AI tools such as ChatGPT are changing how the world generates text, images and code. In a similar way machine learning algorithms and generative AI are upending traditional processes in life sciences and collapsing time frames in drug discovery and materials development.
AlphaFold by DeepMind is probably the most well-known machine learning model in this space. It predicts the 3D structure of a protein from its amino acid sequence and has been used by more than 1 million researchers over the 18 months in which it has been publicly available. Since then a plethora of other AI tools have emerged, such as the recently open-sourced RFDiffusion, a machine learning model which allows researchers to generate computational protein designs using just their laptop.

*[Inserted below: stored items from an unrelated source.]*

PR #1036, opened 2015-12-15
Fix validation error handling

jcheng5:
Validation errors were behaving too much like real errors: they were
being printed with stack traces, and passed to the options(shiny.error)
function. Also, if a reactive() cached a validation error, on future
calls the error would be re-raised (which is correct) without the
custom class names attached (which is not).


jcheng5:
@wch I needed to merge this so I can reply to a customer on an overdue support ticket. Can you do a post-merge review please? (number 2 of 2) Thanks!

PR #1037, opened 2015-12-16
Add `req` function for validating required inputs/values

jcheng5:


jcheng5:
I'm having second thoughts about this implementation. I didn't bother with non-standard evaluation for the `...` which means there's no short-circuiting. But it might be cool to be able to do:

```r
req(input$a, !is.na(input$a))
```

which will currently generate a warning.

jcheng5:
OK, should be good to go now.

R/utils.R
```diff
@@ -980,6 +980,105 @@ need <- function(expr, message = paste(label, "must be provided"), label) {
...
+}
+
+# Execute a function against each element of ..., but only evaluate each element
+# after the previous element has been passed to fun_. The return value of fun_
+# is discarded, and only invisible() is returned from dotloop.
+#
+# Can be used to facilitate short-circuit eval on dots.
+dotloop <- function(fun_, ...) {
+  for (i in 1:(nargs()-1)) {
+    fun_(eval(as.symbol(paste0("..", i)), environment()))
```
wch: I think you can leave out the `environment()` here.

wch:
Looks good!

Issue #1047, opened 2015-12-22
defer loading of iframes


aronatkins:
When a Shiny application contains a number of iframes, defer loading those iframe until after the parent application starts.

If the iframe content is allowed to load, those requests may be serviced before the parent application's server connection. In some cases, this will cause timeouts.

PR #1049, opened 2015-12-22
Defer subapp iframe loading

jcheng5:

As AI thus makes rapid progress in the world of bits, translating those computational designs into physical, functioning proteins remains challenging. Adaptyv Bio has set out to address this with its next-generation protein foundry. Combining advanced robotics, microfluidics and synthetic biology techniques, the firm is building a full-stack platform to allow protein engineers to validate their AI-generated protein designs.
Julian Englert, CEO and co-founder at Adaptyv Bio said: “Proteins are at the core of the biorevolution, whether in the form of new medicines, better enzymes for research and industrial applications or as materials with novel properties. As a protein designer you now have access to incredible new AI tools such as AlphaFold or RFDiffusion. But validating your protein designs in the lab to see if they work remains a huge pain. Imagine every time you used Github Copilot to generate some code you had to wait 10 weeks for it to execute or to tell you that it had a bug. And imagine each execution costs US$1,000. That’s pretty much the situation for protein designers today.”
The thing that AI models need the most is data - for training them and for improving the predictions they make. By making it easier to generate data about how well the designed proteins work, Adaptyv Bio allows protein engineers and AI models to get more feedback about their designs and helps them steer towards better performing proteins.
“Think of the AI in a self-driving car. To keep the car on the road and drive it to the destination, the AI model needs to have a tight feedback loop by getting lots of high-quality data from the car’s camera sensors. It’s pretty much the same principle for an AI model designing new proteins, just that the feedback mechanism here is actually making the proteins in our lab and testing how they perform” he added.
Adaptyv Bio was founded by a group of engineers from EPFL, the Swiss Federal Institute for Technology in Lausanne, born out of frustration by the tedious processes of running biological experiments in labs. In 2022, they raised $2.5 million in a pre-seed funding round led by Wingman Venture, after going through Y Combinator, the world’s most selective startup accelerator. By now, the team has grown to 12 engineers with diverse backgrounds ranging from synthetic biology to microengineering, software development and machine learning. The company is based at the newly built Biopole life science campus in Lausanne, Switzerland where the team is developing their technology in state-of-the-art lab facilities that include a scenic view over Lake Geneva and the Swiss-French alps.
At the heart of Adaptyv Bio's foundry are protein engineering workcells — custom, automated setups that miniaturise processes usually requiring multiple laboratory machines, instead conducting them in parallel across tiny microfluidic chips. Users can write experimental protocols (or have AI write them for them) and the workcells then execute the experiments fully autonomously while tightly controlling and tracking the experiments’ parameters. All measurement data is automatically processed and uploaded to allow users to improve their machine learning models with each experiment.
Englert said: ”Our workcells are fully automated, consume 1,000 times fewer reagents than any commercially available alternative, and we can run thousands of different proteins per day on each individual setup. To streamline the experimental workflows, we have developed a lot of custom synthetic biology and automation techniques. Over the next 12 months, we plan to scale up our lab further and increase the number of protein design applications we can support. We also just opened up early access for users to submit their protein design projects to us and we’re trying to onboard new projects as soon as possible”
To accelerate the field of protein engineering as a whole, Adaptyv Bio also open-sourced two of its internal tools which have already started gaining traction among researchers and engineers in the field. ProteinFlow is a Python library to allow protein designers to easily create high-quality datasets for better AI models. Automancer is an extensible software platform to run automated experiments, enabling researchers to build their own experimental protocols and integrate different laboratory instruments.
“Our mission is to make protein engineering easier and to enable more researchers to design new proteins. Take a look at the proteins that make up the incredibly powerful molecular machinery inside every single one of the cells in our body. Now imagine the kind of technological progress humanity could make if we could start designing novel proteins for personalized medicines, industrial applications like new enzymes, or better, more sustainable materials,” added Englert.